Task requirements: Your answer must be an exact transcription of every entry.

The input:
PR #420, opened 2026-05-12
Optimize delete performance

srstack:
## Summary
- batch recursive directory delete cleanup in datastore and avoid sibling-prefix matches
- add typed DELETE hints for FUSE unlink/rmdir to skip server-side resolve where the caller already knows the node type
- add path/prefix indexes for FUSE pending cleanup paths to reduce hot-path scans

Response:
PR #420, opened 2026-05-12
Optimize delete performance

srstack:
## Summary
- batch recursive directory delete cleanup in datastore and avoid sibling-prefix matches
- add typed DELETE hints for FUSE unlink/rmdir to skip server-side resolve where the caller already knows the node type
- add path/prefix indexes for FUSE pending cleanup paths to reduce hot-path scans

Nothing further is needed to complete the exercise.